## [SUPPLIED RECORDS]
PR #3554, opened 2023-08-04
chore: return noop transaction if agent not started

### LINKED ISSUE #2429: `apm.startTransaction()` should return a NoopTransaction if the Agent is not yet started
See discussion on #2425.  It was decided there that, while the TypeScript types in `index.d.ts` allow `apm.startTransaction()` returning null is some cases, it could be a breaking change to JS users of `apm.startTransaction(...)` that did not handle this case -- especially because the Agent API docs for `startTransaction` don't mention the possibility of getting `null`.

Update: [This comment](https://github.com/elastic/apm-agent-nodejs/issues/2425#issuecomment-963594136) has the best description for why we are dropping `| null` from the return type of `apm.startTransaction()`.

david-luna:
This PR adds a check in the `agent.startTransaction()` API which looks if the agent has been started. If so it lets the method run otherwise returns a noop transaction (same a approach as OTel does).

Closes #2429 

### Checklist

- [x] Implement code
- [x] Add tests
- [ ] Update documentation

### DIFF
--- a/docs/upgrade-to-v4.asciidoc
+++ b/docs/upgrade-to-v4.asciidoc
@@ -67,6 +67,9 @@ For log correlation with _structured_ logs, see <<log-correlation-ids>>.
 [[v4-api-start-transaction]]
 ===== `agent.startTransaction()`
 
-The `agent.startTransaction()` method has been changed to return an invalid
-or noop transaction if the agent is not yet started.
+The `agent.startTransaction()` method has been changed to return a do-nothing
+no-op Transaction, if the agent is not yet started. The return type has changed to
+no longer include `| null`. The intent of these changes is to allow the user to use
+`.startTransaction()` without having to worry if the agent is yet started, nor to
+have to handle a possible `null` return value.
 
--- a/docs/upgrade-to-v4.asciidoc
+++ b/docs/upgrade-to-v4.asciidoc
@@ -63,3 +63,10 @@ console.log( stringify(span.ids, ' ', '=')) );
 ----
 
 For log correlation with _structured_ logs, see <<log-correlation-ids>>.
+
+[[v4-api-start-transaction]]
+===== `agent.startTransaction()`
+
+The `agent.startTransaction()` method has been changed to return an invalid
+or noop transaction if the agent is not yet started.
+
--- a/lib/instrumentation/noop-transaction.js
+++ b/lib/instrumentation/noop-transaction.js
@@ -19,7 +19,7 @@ const NOOP_TRACEPARENT = '00-00000000000000000000000000000-0000000000000000-00';
 function NoopTransaction() {
   // Public properties:
   // https://www.elastic.co/guide/en/apm/agent/nodejs/current/transaction-api.html
-  this.name = 'Noop Transaction';
+  this.name = 'unnamed';
   this.type = 'noop';
   this.subtype = undefined;
   this.action = undefined;
--- a/lib/instrumentation/noop-transaction.js
+++ b/lib/instrumentation/noop-transaction.js
@@ -8,70 +8,71 @@
 
 const constants = require('../constants');
 
-module.exports = NoopTransaction;
-
 const NOOP_TRANSACTION_ID = '0000000000000000';
 const NOOP_TRACEID = '00000000000000000000000000000000';
 const NOOP_TRACEPARENT = '00-00000000000000000000000000000-0000000000000000-00';
 
-// Usage:
-//    new NoopTransaction()
-function NoopTransaction() {
-  // Public properties:
-  // https://www.elastic.co/guide/en/apm/agent/nodejs/current/transaction-api.html
-  this.name = 'unnamed';
-  this.type = 'noop';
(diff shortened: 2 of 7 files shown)


david-luna:
Possible spurious test failing on Windows for `http-client` module

```
not ok 1066 should have received 2 requests completely
  ---
    operator: equal
    expected: 2
    actual:   1
    at: Timeout._onTimeout (D:\a\apm-agent-nodejs\apm-agent-nodejs\test\apm-client\http-apm-client\basic.test.js:344:11)
    stack: |-
      Error: should have received 2 requests completely
          at Test.assert [as _assert] (D:\a\apm-agent-nodejs\apm-agent-nodejs\node_modules\tape\lib\test.js:309:48)
          at Test.strictEqual (D:\a\apm-agent-nodejs\apm-agent-nodejs\node_modules\tape\lib\test.js:473:7)
          at Timeout._onTimeout (D:\a\apm-agent-nodejs\apm-agent-nodejs\test\apm-client\http-apm-client\basic.test.js:344:11)
```

docs/upgrade-to-v4.asciidoc
```diff
@@ -63,3 +63,10 @@ console.log( stringify(span.ids, ' ', '=')) );
 ----
 
 For log correlation with _structured_ logs, see <<log-correlation-ids>>.
+
+[[v4-api-start-transaction]]
+===== `agent.startTransaction()`
+
+The `agent.startTransaction()` method has been changed to return an invalid
+or noop transaction if the agent is not yet started.
```
trentm, line 71:
```suggestion
The `agent.startTransaction()` method has been changed to return an do-nothing
no-op Transaction, if the agent is not yet started. Before this change it returned a
Transaction object that could result in API errors. The return type has changed to
no longer include `| null`.
```

^^ Does that description work?

lib/instrumentation/noop-transaction.js
```diff
@@ -0,0 +1,77 @@
...
+// Public methods:
+// https://www.elastic.co/guide/en/apm/agent/nodejs/current/transaction-api.html
+NoopTransaction.prototype.setType = returnVoid;
+NoopTransaction.prototype.setLabel = returnTrue;
+NoopTransaction.prototype.addLabels = returnTrue;
+NoopTransaction.prototype.setOutcome = returnVoid;
+NoopTransaction.prototype.startSpan = returnNull;
+NoopTransaction.prototype.end = returnVoid;
+NoopTransaction.prototype.ensureParentId = function () {
+  return '00000000';
```
trentm, line 51:
```
> var t = apm.startTransaction('t1')
undefined
> t.ensureParentId()
'dccd55f81e5a251c'
```

I think the retval of `ensureParentId` needs to be 8-bytes (16 hex chars).
It could re-use `NOOP_TRANSACTION_ID`.

```suggestion
  return NOOP_TRANSACTION_ID;
```

lib/instrumentation/noop-transaction.js
```diff
@@ -0,0 +1,77 @@
...
+
+module.exports = NoopTransaction;
+
+const NOOP_TRANSACTION_ID = '0000000000000000';
+const NOOP_TRACEID = '00000000000000000000000000000000';
+const NOOP_TRACEPARENT = '00-00000000000000000000000000000-0000000000000000-00';
+
+// Usage:
+//    new NoopTransaction()
+function NoopTransaction() {
```
trentm, line 19: nit: We *could* use `class NoopTransaction`. Either is totally fine.

lib/instrumentation/noop-transaction.js
```diff
@@ -0,0 +1,77 @@
...
+ * Copyright Elasticsearch B.V. and other contributors where applicable.
+ * Licensed under the BSD 2-Clause License; you may not use this file except in
+ * compliance with the BSD 2-Clause License.
+ */
+
+'use strict';
+
+const constants = require('../constants');
+
+module.exports = NoopTransaction;
```
trentm, line 11: nit: Would you object to this being a named export, rather than a default export? I know that existing files of ours use default exports, but I've been trying to move away from them. I don't have a strong argument against default exports other than when mixing CommonJS and ESM, default exports can be problematic. Obviously that argument doesn't apply in this case.

```suggestion
module.exports = {
  NoopTransaction
};
```

nit(style): My preference is for exports to be listed at the bottom. I guess someday I'll need to adapt to ESM-style `export ...` statements throughout the module. :)

trentm (changes requested):

trentm:
> I wonder if we should update `agent-api.asciidoc` to mention about this specific return value.

Yes, that is a good idea.

lib/instrumentation/noop-transaction.js
trentm: Done in commit cf60004d.

lib/instrumentation/noop-transaction.js
trentm: Done in commit cf60004d

trentm (approved):

PR #3555, opened 2023-08-04
chore: set `useElasticTraceparentHeader`'s default value to `false`

### LINKED ISSUE #3510: change `useElasticTraceparentHeader` to default to false
In 3.x versions the `useElasticTraceparentHeader` (https://www.elastic.co/guide/en/apm/agent/nodejs/current/configuration.html#use-elastic-traceparent-header) defaults to *true*, which means that by default the APM agent will add the `elastic-apm-traceparent` header to outgoing requests -- along with the usual W3C `traceparent` and `tracestate` headers. This is a legacy header now that the W3C trace-context headers are well-established.

The new behaviour, intended for 4.x, is that this header will no longer be set on outgoing requests by default. The get the old default behaviour, one must explicitly set the config var.

Note that this config var never impacted the *reading* of an `elastic-apm-traceparent` header on incoming requests. That header will still be used as a fallback of `traceparent` is not set.

- [ ] Also remove the few examples where we explicitly set `useElasticTraceparentHeader: false`.

david-luna:
As part of the config changes we're doing for next major version `4.x` we're disabling the elastic traceparent header by default. This PR does that change and also updates its tests & docs accordingly.

Closes #3510

### Checklist

- [x] Implement code
- [x] Update tests
- [x] Update documentation

### DIFF
--- a/CHANGELOG4.asciidoc
+++ b/CHANGELOG4.asciidoc
@@ -27,8 +27,6 @@
 * Remove instrumentation support for the old 'hapi' package -- the current
   '@hapi/hapi' package is still instrumented. ({issues}2691[#2691])
 
-* Change default value of `useElasticTraceparentHeader` config option to `false`.
-
 [float]
 ===== Features
 
@@ -40,6 +38,8 @@
 
 * Add a warning message when a duration config option is provided
   without units. ({issues}2121[#2121])
+
+* Change default value of `useElasticTraceparentHeader` config option to `false`.
 
 [[release-notes-3.x]]
 === Node.js Agent version 3.x
--- a/CHANGELOG4.asciidoc
+++ b/CHANGELOG4.asciidoc
@@ -27,6 +27,8 @@
 * Remove instrumentation support for the old 'hapi' package -- the current
   '@hapi/hapi' package is still instrumented. ({issues}2691[#2691])
 
+* Change default value of `useElasticTraceparentHeader` config option to `false`.
+
 [float]
 ===== Features
 
--- a/docs/configuration.asciidoc
+++ b/docs/configuration.asciidoc
@@ -1423,7 +1423,7 @@ The captured request body (if any) is stored on the `span.db.statement` field. C
 ==== `useElasticTraceparentHeader`
 
 * *Type:* Boolean
-* *Default:* `true`
+* *Default:* `false`
 * *Env:* `ELASTIC_APM_USE_ELASTIC_TRACEPARENT_HEADER`
 
 To enable {apm-guide-ref}/apm-distributed-tracing.html[distributed tracing], the agent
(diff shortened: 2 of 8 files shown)


CHANGELOG4.asciidoc
```diff
@@ -39,6 +39,8 @@
 * Add a warning message when a duration config option is provided
   without units. ({issues}2121[#2121])
 
+* Change default value of `useElasticTraceparentHeader` config option to `false`.
```
trentm, line 42:
```suggestion
* Change default value of `useElasticTraceparentHeader` config option to `false`.
  This means that for outgoing HTTP requests, the APM agent will no longer add the
  `elastic-apm-traceparent` header. This vendor-specific header was used in the past
  while the https://w3c.github.io/trace-context/[W3C trace-context] spec was still
  in development. Now that it is in wide use, the `elastic-apm-traceparent` header is
  only useful for interaction with very old Elastic APM agents.
```

docs/configuration.asciidoc
```diff
@@ -1423,7 +1423,7 @@ The captured request body (if any) is stored on the `span.db.statement` field. C
 ==== `useElasticTraceparentHeader`
```
trentm, line 1424:
```suggestion

[small]#Change default in v4.0.0, in v3.x the default was `true`#

```

docs/upgrade-to-v4.asciidoc
```diff
@@ -34,6 +34,12 @@ Support for `filterHttpHeaders` config option has been removed. Redaction of
 HTTP headers and also request cookies is controlled by the existing config
 option <<sanitize-field-names, `sanitizeFieldNames`>>.
 
+===== `useElasticTraceparentHeader`
+
+The default value of `useElasticTraceparentHeader` config option has changed
+to `false` since the standard `traceparent` header is added in outgoing
+HTTP requests. If you want the agent to continue sending `elastic-apm-traceparent`
+HTTP header you can set to `true` via env var or start options.
```
trentm, line 42:
```suggestion
The default value of the <<use-elastic-traceparent-header>> config option has changed
to `false`. This means that the vendor-specific `elastic-apm-traceparent` header will no
longer by added to outgoing HTTP requests. The `traceparent` header (from the 
https://w3c.github.io/trace-context/[W3C trace-context standard]) is added by the
APM agent. If you want the agent to continue sending `elastic-apm-traceparent`
HTTP header you can set it to `true` via env var or start options.
```

test/instrumentation/modules/http2.test.js
```diff
@@ -602,8 +602,6 @@ function assertPath(t, trans, secure, port, path, httpVersion) {
   if (trans.context.request.headers.traceparent) {
     expectedReqHeaders.traceparent = trans.context.request.headers.traceparent;
     expectedReqHeaders.tracestate = trans.context.request.headers.tracestate;
-    expectedReqHeaders['elastic-apm-traceparent'] =
```
david-luna, line 605: Note for reviewer: http2 tests were assuming `useElasticTraceparent` default to `true`. I wonder if we have to refactor it so we tests both cases.

trentm: I am fine not bothering with a test of `useElasticTraceparentHeader: true` for http2. We have one for http tests and that's good enough.

trentm (approved):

## [ABOUT THIS EXERCISE]
Count how many lines of the entries contain the word "sending", and respond with that count only.

## [RESPONSE]
2